▶ Stored data:

PR #2367, opened 2025-01-28
feat: add request_id in log

cquintana92:
Log messages now include a request_id parameter across all the log messages of the same request in order to improve log searching

See the request_id after the PID
```
2025-01-28 14:53:09,827 - SL - DEBUG - 35908 - TaH0/qx5 - "/Users/carlos/code/simple-login/app/server.py:286" - after_request() -  - 127.0.0.1 GET /auth/login ImmutableMultiDict([]) 200, takes 0.07936620712280273
```

### DIFF
--- a/app/request_utils.py
+++ b/app/request_utils.py
@@ -1,5 +1,6 @@
-def generate_request_id() -> str:
-    from random import randbytes
-    from base64 import b64encode
+from random import randbytes
+from base64 import b64encode
 
+
+def generate_request_id() -> str:
     return b64encode(randbytes(6)).decode()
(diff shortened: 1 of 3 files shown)


app/request_utils.py
```diff
@@ -0,0 +1,5 @@
+def generate_request_id() -> str:
+    from random import randbytes
+    from base64 import b64encode
```
acasajus, line 3: Why not top level import?

acasajus (approved):

app/request_utils.py
cquintana92: Total overlook, probably mistake rearranging lines. Fixed it!

PR #2384, opened 2025-02-06
Ability to block domains when receiving emails #2

tozo:
Sorry, I had to recreate this PR.

This PR adds the functionality to block domains so that the user won't receive emails no matter which email was used from that domain.
It's mainly to prevent spam emails coming from the same domain but from different email addresses.

Since this feature is not tied to a specific alias/custom domain I added it to the setting page.
Let me know if there is a better place for this feature or if anything else needs to be changed.

Note: This feature was discussed here: [#1344](https://github.com/simple-login/app/discussions/1344)

Couple of screenshots:

Default view:
blocked_domains_default_view

Page once domains are blocked:
blocked_domains


app/models.py
```diff
@@ -1213,6 +1215,15 @@ def has_used_alias_from_partner(self) -> bool:
             > 0
         )
 
+    def is_domain_blocked(self, domain: str) -> bool:
+        """checks whether the provided domain is blocked for a given user"""
+        domain_names = []
+
+        for blocked_domain in BlockedDomain.filter_by(user_id=self.id):
+            domain_names.append(blocked_domain.domain)
```
acasajus, line 1223: Can you add the domain to the filter directly? This you skip a loop and the filtering happens DB side directly.

app/models.py
```diff
@@ -3106,6 +3117,20 @@ class DomainMailbox(Base, ModelMixin):
...
+
+    __tablename__ = "blocked_domain"
+
+    __table_args__ = (
+        sa.UniqueConstraint("user_id", "domain", name="uq_blocked_domain"),
+    )
+
+    domain = sa.Column(sa.String(128), nullable=False)
+
+    user_id = sa.Column(sa.ForeignKey(User.id, ondelete="cascade"), nullable=False)
```
acasajus, line 3131: It's missing a composite index with user_id and domain to avoid full table scans.

app/custom_domain_utils.py
```diff
@@ -89,12 +97,14 @@ def sanitize_domain(domain: str) -> str:
     return new_domain
 
 
-def can_domain_be_used(user: User, domain: str) -> Optional[CannotUseDomainReason]:
+def can_domain_be_used(
```
acasajus, line 100: Although code reuse is good I'd split this into three functions:
 - one that has all the logic without taking into account custom domain or blocked domain
 - one that calls the previous and checks also for duplicate custom domains 
 - one that calls the first and checks that this user doesn't have any duplicate blocked domain

app/models.py
tozo: In the previous line I have this constraint:
```python
    __table_args__ = (
        sa.UniqueConstraint("user_id", "domain", name="uq_blocked_domain"),
    )
```

This should create that composite index. I checked in my environment and I see that index created automatically.

But let me know if I misunderstand something.

tozo:
@aksolotl222 If I understand you correctly this PR does what you describe.

You can block complete domains so no matter what email addresses they use on that domain they all will be blocked.

tozo:
Hi @acasajus 

Could you let me know if there is any other changes that need to be done?
I think this would be a great feature for many people.

alik-090:
Guys, can you also add ability to
1. block sender (ex example@example.com) from sending emails to ANY alias (non only domain)
2. Separate in settings behavior. So I I disable alias - user won't see that email rejected. And when I BLOCK sender he should get error that email doesn't exist. Now there is such feature but it is combined with block and disable alias. This is bad because some services, when see "email does not exist" will not try to send email even after I turn on alias. But when I BLOCK sender, I think sender should see "email does not exist". This will prevent most soammers to use different adress/domain because they will think there is no such address.

What do you think?

tozo:
@alik-090 

For your first point, this PR somewhat covers that, since this blocks the whole sender domain (not just a specific email). But I can see that in some situations it might be better to block only some sender emails.

Either way I would implement those features in a separate PR, so that we keep this as simple as possible

erik65679:
@acasajus @cquintana92 @nguyenkims 

Any progress on this? It is really neat feature. I am waiting for it.

app/dashboard/views/setting.py
```diff
@@ -284,6 +292,33 @@ def setting():
...
+            Session.commit()
+            flash(f"Added blocked domain [{domain}]", "success")
+            return redirect(url_for("dashboard.setting"))
+        elif request.form.get("form-name") == "blocked-domains-remove":
+            domain_id = request.form.get("domain_id")
+            domain_name = request.form.get("domain_name")
+
+            domain = BlockedDomain.get(domain_id)
+
+            BlockedDomain.delete(domain.id)
```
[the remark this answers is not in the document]
tozo: I now validate if the current user is the owner of the domain before deleting it, let me know if that looks ok
Other option is to have a call like this:

```python
deleted = (
    BlockedDomain.filter_by(
        id=domain_id_int,
        user_id=current_user.id,
    ).delete()
)
```

tozo:
all the notes should be fixed now, let me know if anything else needs to be fixed/changed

▶ Activity: Each entry above is to be repeated exactly as it appears.

▶ Answer for this exercise:
PR #2367, opened 2025-01-28
feat: add request_id in log

cquintana92:
Log messages now include a request_id parameter across all the log messages of the same request in order to improve log searching

See the request_id after the PID
```
2025-01-28 14:53:09,827 - SL - DEBUG - 35908 - TaH0/qx5 - "/Users/carlos/code/simple-login/app/server.py:286" - after_request() -  - 127.0.0.1 GET /auth/login ImmutableMultiDict([]) 200, takes 0.07936620712280273
```

### DIFF
--- a/app/request_utils.py
+++ b/app/request_utils.py
@@ -1,5 +1,6 @@
-def generate_request_id() -> str:
-    from random import randbytes
-    from base64 import b64encode
+from random import randbytes
+from base64 import b64encode
 
+
+def generate_request_id() -> str:
     return b64encode(randbytes(6)).decode()
(diff shortened: 1 of 3 files shown)


app/request_utils.py
```diff
@@ -0,0 +1,5 @@
+def generate_request_id() -> str:
+    from random import randbytes
+    from base64 import b64encode
```
acasajus, line 3: Why not top level import?

acasajus (approved):

app/request_utils.py
cquintana92: Total overlook, probably mistake rearranging lines. Fixed it!

PR #2384, opened 2025-02-06
Ability to block domains when receiving emails #2

tozo:
Sorry, I had to recreate this PR.

This PR adds the functionality to block domains so that the user won't receive emails no matter which email was used from that domain.
It's mainly to prevent spam emails coming from the same domain but from different email addresses.

Since this feature is not tied to a specific alias/custom domain I added it to the setting page.
Let me know if there is a better place for this feature or if anything else needs to be changed.

Note: This feature was discussed here: [#1344](https://github.com/simple-login/app/discussions/1344)

Couple of screenshots:

Default view:
blocked_domains_default_view

Page once domains are blocked:
blocked_domains


app/models.py
```diff
@@ -1213,6 +1215,15 @@ def has_used_alias_from_partner(self) -> bool:
             > 0
         )
 
+    def is_domain_blocked(self, domain: str) -> bool:
+        """checks whether the provided domain is blocked for a given user"""
+        domain_names = []
+
+        for blocked_domain in BlockedDomain.filter_by(user_id=self.id):
+            domain_names.append(blocked_domain.domain)
```
acasajus, line 1223: Can you add the domain to the filter directly? This you skip a loop and the filtering happens DB side directly.

app/models.py
```diff
@@ -3106,6 +3117,20 @@ class DomainMailbox(Base, ModelMixin):
...
+
+    __tablename__ = "blocked_domain"
+
+    __table_args__ = (
+        sa.UniqueConstraint("user_id", "domain", name="uq_blocked_domain"),
+    )
+
+    domain = sa.Column(sa.String(128), nullable=False)
+
+    user_id = sa.Column(sa.ForeignKey(User.id, ondelete="cascade"), nullable=False)
```
acasajus, line 3131: It's missing a composite index with user_id and domain to avoid full table scans.

app/custom_domain_utils.py
```diff
@@ -89,12 +97,14 @@ def sanitize_domain(domain: str) -> str:
     return new_domain
 
 
-def can_domain_be_used(user: User, domain: str) -> Optional[CannotUseDomainReason]:
+def can_domain_be_used(
```
acasajus, line 100: Although code reuse is good I'd split this into three functions:
 - one that has all the logic without taking into account custom domain or blocked domain
 - one that calls the previous and checks also for duplicate custom domains 
 - one that calls the first and checks that this user doesn't have any duplicate blocked domain

app/models.py
tozo: In the previous line I have this constraint:
```python
    __table_args__ = (
        sa.UniqueConstraint("user_id", "domain", name="uq_blocked_domain"),
    )
```

This should create that composite index. I checked in my environment and I see that index created automatically.

But let me know if I misunderstand something.

tozo:
@aksolotl222 If I understand you correctly this PR does what you describe.

You can block complete domains so no matter what email addresses they use on that domain they all will be blocked.

tozo:
Hi @acasajus 

Could you let me know if there is any other changes that need to be done?
I think this would be a great feature for many people.

alik-090:
Guys, can you also add ability to
1. block sender (ex example@example.com) from sending emails to ANY alias (non only domain)
2. Separate in settings behavior. So I I disable alias - user won't see that email rejected. And when I BLOCK sender he should get error that email doesn't exist. Now there is such feature but it is combined with block and disable alias. This is bad because some services, when see "email does not exist" will not try to send email even after I turn on alias. But when I BLOCK sender, I think sender should see "email does not exist". This will prevent most soammers to use different adress/domain because they will think there is no such address.

What do you think?

tozo:
@alik-090 

For your first point, this PR somewhat covers that, since this blocks the whole sender domain (not just a specific email). But I can see that in some situations it might be better to block only some sender emails.

Either way I would implement those features in a separate PR, so that we keep this as simple as possible

erik65679:
@acasajus @cquintana92 @nguyenkims 

Any progress on this? It is really neat feature. I am waiting for it.

app/dashboard/views/setting.py
```diff
@@ -284,6 +292,33 @@ def setting():
...
+            Session.commit()
+            flash(f"Added blocked domain [{domain}]", "success")
+            return redirect(url_for("dashboard.setting"))
+        elif request.form.get("form-name") == "blocked-domains-remove":
+            domain_id = request.form.get("domain_id")
+            domain_name = request.form.get("domain_name")
+
+            domain = BlockedDomain.get(domain_id)
+
+            BlockedDomain.delete(domain.id)
```
[the remark this answers is not in the document]
tozo: I now validate if the current user is the owner of the domain before deleting it, let me know if that looks ok
Other option is to have a call like this:

```python
deleted = (
    BlockedDomain.filter_by(
        id=domain_id_int,
        user_id=current_user.id,
    ).delete()
)
```

tozo:
all the notes should be fixed now, let me know if anything else needs to be fixed/changed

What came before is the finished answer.